The taxol pathway 10-O-acetyltransferase shows regioselective promiscuity with the oxetane hydroxyl of 4-deacetyltaxanes.

The 10-deacetylbaccatin III:10beta-O-acetyltransferase isolated from Taxus cuspidata regiospecifically transfers short-chain alkanoyl groups from their corresponding CoA thioesters to the C10 hydroxyl of 10-deacetylbaccatin III. This 10-O-acetyltransferase along with five other Taxus acyltransferases on the paclitaxel (Taxol) biosynthetic pathway and one additional Taxus-derived acyltransferases of unknown function were screened for 4-O-acetyltransferase activity against 4-deacetylbaccatin III, 7-acetyl-, 13-acetyl-, and 7,13-diacetyl-4-deacetylbaccatin III. These 4-deacyl derivatives were semisynthesized from the natural product baccatin III via silyl protecting group manipulation, regioselective reductive ester cleavage with sodium bis(2-methoxyethoxy)aluminum hydride, and regioselective acetylation with acetic anhydride.
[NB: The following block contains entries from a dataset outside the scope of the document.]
PR #1131, opened 2020-10-08
Fix Guzzle import.

DFurnes:
### What's this PR do?

This pull request fixes a typo'd import in #1129.

### How should this be reviewed?

This fixes a [typo I made](https://github.com/DoSomething/rogue/pull/1129#issuecomment-705849122). You can see the actual namespace [here](https://github.com/guzzle/guzzle/blob/c3927bc669178cd051d1bee595387ef80f31acd8/src/Exception/ClientException.php).

### Any background context you want to provide?

I wonder if we can set up a linter rule to check this? I'm surprised it didn't error out!

### Relevant tickets

References [Pivotal #174827024](https://www.pivotaltracker.com/story/show/174827024).

### Checklist

- [ ] This PR has been added to the relevant Pivotal card.
- [ ] Documentation added for new features/changed endpoints.
- [ ] Added appropriate feature/unit tests.

PR #1132, opened 2020-10-09
Properly catch the unexpected 422s here.

DFurnes:
### What's this PR do?

This pull request properly catches the 422's being thrown by Gambit here when a user without a mobile number signs up for a campaign. The previous fix in #1131 didn't work because the `$response` variable was not defined yet when Guzzle throws the exception, so instead you have to grab it from the exception itself.

For reference, here's [Guzzle's 'Exceptions' documentation](http://docs.guzzlephp.org/en/stable/quickstart.html#exceptions).

Third times the charm! I've hooked up my local to Gambit Staging & confirmed this fix actually works. 😅

### Relevant tickets

References [Pivotal #174827024](https://www.pivotaltracker.com/story/show/174827024).

### Checklist

### DIFF
--- a/app/Services/Gambit.php
+++ b/app/Services/Gambit.php
@@ -61,8 +61,8 @@ class Gambit
 
             if ($response->getStatusCode() === 422) {
                 // We expect to get 422s from this endpoint for any users who sign up for
-                // a campaign but don't have a mobile on their profile. These should not
-                // be counted as failures!
+                // a campaign but don't have a mobile on their profile or are unsubscribed
+                // from text messages. These should not be counted as failures!
             } else {
                 throw $exception;
             }
--- a/app/Services/Gambit.php
+++ b/app/Services/Gambit.php
@@ -53,13 +53,17 @@ class Gambit
         }
 
         try {
-            $response = $this->client->post('/api/v2/messages?origin=signup', [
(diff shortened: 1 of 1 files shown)


app/Services/Gambit.php
```diff
@@ -53,13 +53,17 @@ public function relaySignup(Signup $signup)
...
             ]);
         } catch (ClientException $exception) {
-            // We expect to get 422s for any users who sign up for a campaign but don't
-            // have a mobile on their profile. These should not count as failures.
-            if ($response->getStatusCode() !== 422) {
+            $response = $exception->getResponse();
+
+            if ($response->getStatusCode() === 422) {
+                // We expect to get 422s from this endpoint for any users who sign up for
+                // a campaign but don't have a mobile on their profile. These should not
```
aaronschachter, line 64: Another scenario is the user does have a mobile - but they are unsubscribed (`sms_status` is equal to `stop` or `undeliverable`)

aaronschachter (approved):
3️⃣  🤞

app/Services/Gambit.php
DFurnes: Oh thanks for noting that! I updated the comment in 145e265.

Assays with the 4-deacetylated diterpene substrates and acetyl CoA revealed the taxane 10beta-O-acetyltransferase was able to catalyze the 4-O-acetylation of 4-deacetylbaccatin III to baccatin III and 13-acetyl-4-deacetylbacatin III to 13-acetylbaccatin III, although each was converted at lesser efficiency than with the natural substrate. In contrast, this enzyme was unable to acetylate 7-acetyl-4-deacetylbaccatin III and 7,13-diacetyl-4-deacetylbaccatin III substrates at C4, suggesting that the C7 hydroxyl of baccatin III must remain deacylated for enzyme function. The biocatalytic transfer of an acyl group to the tertiary hydroxyl on the oxetane moiety at C4 of the taxane ring demonstrates that the regiochemistry of the 10beta-acetyltransferase is mutable.